Ali Sazegari of Los Altos CA (US)

Matthew L. Badin of Santa Clara CA (US)

Instruction Support for Matrix Multiplication - A simplified explanation of the abstract

This abstract first appeared for US patent application 20240103858 titled 'Instruction Support for Matrix Multiplication

Simplified Explanation

The patent application describes techniques for instruction set architecture support for matrix manipulations, including fetching and decoding matrix multiply instructions, mapping vector registers to matrix operands, and operating front-end circuitry in reduced-power mode during execution.
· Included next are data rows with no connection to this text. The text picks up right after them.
PR #21493, opened 2018-06-15
PERF: improve speed of nans in CategoricalIndex

topper-123:
This is a minor follow-up to #21369.

```python
>>> n = 100_000
>>> ci = pd.CategoricalIndex(['a']*n + ['b']*n + ['c']*n + [np.nan])
>>> np.nan in ci
19.5 us  # master
114 ns  # this PR
```

Using ``self.hasnans`` to check for nans is faster than ``self.isna().any()`` because  it's cached.


jreback:
thanks @topper-123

  • Front-end circuitry fetches and decodes matrix multiply instructions.
  • Datapath circuitry executes matrix multiply instructions by mapping vector registers to matrix operands.
  • Power management circuitry operates front-end circuitry in reduced-power mode during instruction execution.

Potential Applications

The technology can be applied in:

  • High-performance computing
  • Signal processing
  • Machine learning algorithms

Problems Solved

The technology addresses issues such as:

  • Increasing throughput in matrix manipulations
  • Reducing power consumption in instruction execution

Benefits

The benefits of this technology include:

  • Improved efficiency in matrix operations
  • Lower power consumption during instruction execution

Potential Commercial Applications

Potential commercial applications include:

  • Data centers
  • Supercomputing clusters
  • Embedded systems

Possible Prior Art

One possible prior art is the use of vector operations in traditional implementations for matrix manipulations.

Unanswered Questions

How does the reduced-power mode impact overall system performance?
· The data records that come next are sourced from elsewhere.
PR #21503, opened 2018-06-15
De-duplicate code for indexing with list-likes of keys

toobaz:
- [x] tests passed

Just refactoring, removing duplicated code (I don't think the bug in ``Index._reindex_non_unique`` was actually appearing anywhere)

### DIFF
--- a/pandas/core/indexes/base.py
+++ b/pandas/core/indexes/base.py
@@ -3627,7 +3627,7 @@ class Index(IndexOpsMixin, PandasObject):
             else:
 
                 # need to retake to have the same size as the indexer
-                indexer[~check] = 0
+                indexer[~check] = -1
 
                 # reset the new indexer to account for the new size
                 new_indexer = np.arange(len(self.take(indexer)))
--- a/pandas/core/indexing.py
+++ b/pandas/core/indexing.py
@@ -688,7 +688,8 @@ class _NDFrameIndexer(_NDFrameIndexerBase):
         if isinstance(indexer, tuple):
 
             # flatten np.ndarray indexers
-            ravel = lambda i: i.ravel() if isinstance(i, np.ndarray) else i
+            def ravel(i):
+                return i.ravel() if isinstance(i, np.ndarray) else i
             indexer = tuple(map(ravel, indexer))
 
             aligners = [not com.is_null_slice(idx) for idx in indexer]
--- a/pandas/core/indexing.py
+++ b/pandas/core/indexing.py
@@ -1132,33 +1132,31 @@ class _NDFrameIndexer(_NDFrameIndexerBase):
         """
         o = self.obj
         ax = o._get_axis(axis)
-        try:
-            # Have the index compute an indexer or return None
-            # if it cannot handle:
-            indexer, keyarr = ax._convert_listlike_indexer(key,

The article does not provide specific details on the performance impact of operating front-end circuitry in reduced-power mode during instruction execution.

Are there any limitations to the size or complexity of matrices that can be manipulated using this technology?

The article does not address any potential limitations related to the size or complexity of matrices that can be handled efficiently with this technology.


Original Abstract Submitted

techniques are disclosed relating to instruction set architecture support for matrix manipulations. in disclosed embodiments, front-end circuitry is configured to fetch and decode a matrix multiply instruction for execution, including to encode a given matrix input operand of the matrix multiply instruction to identify one or more vector registers defined according to an instruction set architecture. in some embodiments, datapath circuitry is configured to execute the matrix multiply instruction, where during execution of the instruction, the one or more vector registers corresponding to the given matrix operand are mapped within the datapath circuitry to at least two dimensions of the given matrix operand. in some embodiments, power management circuitry is configured to, during execution of the instruction, operate at least a portion of the front-end circuitry in a reduced-power mode. disclosed techniques may advantageously increase throughput and reduce power consumption, relative to traditional implementations using vector operations.